Given any set $S\subset \mathbb{R}^2$ and any Lipschitz function $f:S\rightarrow \mathbb{R}^2$ with Lipschitz constant $k$, $0< k< \infty$, for any set $F$ which contains $S$ there exists a function $\tilde f:F\rightarrow C$ such that $Lip(\tilde{f})=k$, $\tilde{f}|_{S}=f$ and $C$ is any closed convex set containing $f(S)$.

I'm wondering if something similar could hold true for bi-Lipschitz functions, for example is the following claim true?

Given any two discrete sets of $n\ge 3$ linearly independent points $S_1,S_2\subset \mathbb{R}^2$, and any bi-Lipschitz function $f:S_1\rightarrow S_2$ with bi-Lipschitz constant $k$, $0<k<\infty$, there exists a function $\tilde{f}:C_1\rightarrow C_2$ which extends $f$ and has bi-Lipschitz constant $k$, where $C_i$ is the convex envelope of $S_i$.

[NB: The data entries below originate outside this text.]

PR #770, opened 2021-07-16
Change type of groups.code_lifetime to int

### LINKED ISSUE #768: Various improvements to group code lifetime
## Overview
When testing the platform with actual user, we notice some aspects of the group code lifetimes which need to be improved.

## Acceptance criteria
- [ ] The current data structure for storing the code lifetime is a mysql "time" whose max value is '838:59:59' which is only <35days. It should be possible to set it to 1 year. Strictly negative value is not relevant, nor sub-second values. 
- [ ] It should be possible to express "infinite".
- [ ] "0" is valid, it means that the code is usable once (expires at its first usage)
- [ ] Infinite should be the default value
- [ ] In the legacy data, all "0" are actually 'infinite'.

zenovich:
Fixes #768


smadbe (approved):

smadbe:
Don't merge it now. Let's merge and deploy the other ongoing PRs first and I'll deploy this one a bit later so that the functionality is not broken for too long in the UI.

smadbe (changes requested):
I think you haven't handled to last request in the list: 

> In the legacy data, all "0" are actually 'infinite'.

Which means you need to put "NULL" everywhere the value is "0" in the existing data.

smadbe:
Ah I didn't see your

> There are no rows with code_lifetime = '00:00:00' in the anonymized DB

smadbe (approved):
Ah I didn't see you addressed this in the question. That's because I have 0 in many groups in the UI... but checking more precisely, that's because I was receiving "NULL" for many groups while having a code... which was kind of... invalid until now.

PR #775, opened 2021-07-20
Eliminate nil pointer dereference in itemChildrenView when show_invisible_items=1

### LINKED ISSUE #774: Bug: Get a 500 on itemChildrenView with show_invisible_items
As any http code `500` is unexpected, I suppose there is an issue here:
```
~ dle $ curl 'https://dev.algorea.org/api/items/561969155071897034/children?attempt_id=0&show_invisible_items=1' -H 'Authorization: Bearer ***'
{"success":false,"message":"Internal Server Error","error_text":"Runtime error: invalid memory address or nil pointer dereference"}
```

zenovich:
Fix #774


smadbe (approved):
Thanks!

This problem seems more complicated than what I expected since the only article I've found on this subject is this https://arxiv.org/pdf/1110.6124.pdf which computes the bi-Lipschitz extension only in the case $S$ is the border of the unit square and the extended function has the bi-Lipschitz constant multiplied by a "big" constant factor.

User YCor proved that my claim is false in general, but do you know any other reference on this problem? In particular is my claim true when $S$ is composed of 3 linearly independent points? (even this doesn't seem trivial to me)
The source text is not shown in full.